7. Tokenization and Feature Extraction Files
merges.txt
: For byte pair encoding (BPE) tokenizers, this file contains the merge operations used to split words into subwords.preprocessor_config.json
: Contains configuration details for any pre-processing or feature extraction steps applied to the input before passing it to the model.
Versioning
The revision field is used to determine what version of the model should be downloaded from the hub. You can start by serving the main branch but once you publish your model, you should start to version it.

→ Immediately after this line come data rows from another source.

PR #3167, opened 2021-10-13
Preview buttons

### LINKED ISSUE #3155: uneven button spacing on preview
when previewing (View Resource) from Search results, the buttons on the preview modal have uneven spacing

* Adjust so that there is "little space" between all buttons.
* Change all buttons to text only, i.e., remove icons.

ndushay:
## Why was this change made?

Closes #3155
- removes icons from `Save` and `Copy` buttons
- adjusts the button margins, in some cases by changing css for an existing class, in some cases adding a new css class, and in some cases removing a css class from the MarcButton.

If this needs to be tested, @justinlittman I think this needs to be deployed to dev as I can't get the `Marc` or `Export to Symphony` buttons locally for a resource, I don't believe. 

### After

Running locally on my machine:

image

Simulating the changes by directly editing the css in the web inspector for a resource on dev (which is still showing the icons on the `Save` and `Copy` buttons:

image

### Before

image

locally and with manual changes to css in browser inspector

### DIFF
--- a/src/components/editor/actions/MarcButton.jsx
+++ b/src/components/editor/actions/MarcButton.jsx
@@ -85,7 +85,7 @@ const MarcButton = () => {
   const dropDownItemBtnClasses = ["btn", "btn-secondary", "dropdown-item"]
 
   return (
-    <div className="view-resource-buttons btn-group dropstart">
+    <div className="btn-group dropstart">
       <button
         type="button"
         id="marcBtn"


justinlittman:
If running locally, with fixture, you can search on `http://localhost:3000/resource/9c5bd9f5-1804-45bd-99ed-b6e3774c896e`, which is a bf:Instance.

image

Issue #2897, opened 2021-08-05
when Previewing from Search tab, offer same Preview options as in Editor


michelleif:
this includes offering the requested "user-friendly" preview (#2178)

justinlittman:
This is more critical now that only users that can edit a resource can open preview the RDF.

Note that both the resource preview and the RDF preview are modals, so this needs to be taken into consideration in the design.

astridu:
Could we do something like this where we have 2 tabs in the modal. One shows the resource and the other the RDF preview?
![image](https://user-images.githubusercontent.com/42216982/134558411-2cfe360b-9de6-4670-94a9-fb2cb85ca4c9.png)
![image](https://user-images.githubusercontent.com/42216982/134558502-54210997-019d-44a9-b63e-0acf364bdd3a.png)

michelleif:
why not just one preview and then under Format you choose table, n-triples, json, "summary" (or whatever we call the human-readable one (and add #2178)?

astridu:
Like this?
![image](https://user-images.githubusercontent.com/42216982/134563793-cd4f44c4-8138-4556-93b5-dde834d09a24.png)

justinlittman:
So those are tabs on the preview modal?

astridu:
I was trying to follow the bootstrap style. Is that not correct? Any tab style will do.

michelleif:
no, i'm thinking no tabs, it's just a window, "Preview", and once the window is open, you choose which style preview you want. in my mind, previewing the RDF data is a preview just like previewing the data in the form. why do we need to distinguish between the "View Resource" and "Preview"

astridu:
Like this? And then the pull down determines what you see in the modal?
![image](https://user-images.githubusercontent.com/42216982/134582995-773d7069-5b7f-4450-a86b-5dabebb77bca.png)

michelleif:
Yes!!!!!

justinlittman:
So what is the not-RDF view called?

michelleif:
what is that view for? the view in #2178 is requested also which is called Summary. do we need Summary and current-not-RDF? (I know, Summary doesn't exist yet)

justinlittman:
You go with the summary you have, not the summary you wish you had ...

FYI -- As I replace the input components, I'm also changing the read-only display to just be text (not using disabled inputs like it currently is).

michelleif:
The current "View Resource" style preview avail now only from Search would be called "Form view".

[...]

PR #3172, opened 2021-10-13
Make previews consistent.

justinlittman:
## Why was this change made?
So that all previews showed RDF and form views.

Unit


justinlittman:
image

peetucket (approved):
There is a kind of a lot going on here, so it's hard to pick apart the styling changes from the renaming of actions (to make them clearer?) and refactoring of tests (to avoid unnecessary clicking and just rendering directly instead?).  I don't see anything out of place, though it would have been nice to see it attached to a ticket explaining what the goal is.

justinlittman:
Sorry @peetucket. This fixes https://github.com/LD4P/sinopia_editor/issues/2897, but as you note involves a bunch of refactoring of both code and styling, with a bunch of test changes.

PR #3173, opened 2021-10-13
home page sinopia logo matches editor-logo

### LINKED ISSUE #3156: display environment name in homepage logo
when on SInopia homepage, the logo doesn't tell you what environment you're in (yes, the URL does)

It would be helpful if the homepage made it obvious, like we do once you're in the app:
 

@astridu please advise on logo design, use same as within app?

ndushay:
## Why was this change made?

Closes #3156

### After

The displays below show no environment because it isn't set on my machine, but it will work upon deployment.

Home Page:

image

is now suppose to match (font size, font color) Editor Page (for comparison):

image

### Before

image

locally


src/components/home/Header.jsx
```diff
@@ -3,7 +3,6 @@
 import React from "react"
 import PropTypes from "prop-types"
 import { Link } from "react-router-dom"
-import SinopiaLogo from "styles/sinopia-logo.png"
```
ndushay, line 6: should this file be removed from the app?

ndushay:
@justinlittman code coverage is being silly.

src/components/home/Header.jsx
justinlittman: Please.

The version scheme we use is pretty loose. It can be can be main or a version following a extended semver:
[v]MAJOR.MINOR[.PATCH][.(alpha|beta|pre|post|rc|)NUMBER]
We don’t provide any sorting function.
Examples:
v1.0
v2.3.4
1.2.1
1.0.0-beta1
1.0.0.alpha2
1.0.0.rc1
To version a model, you can push a tag on Hugging Face using git tag v1.0 && git push –tags and on the GCP bucket, create a new directory where you copy the model files.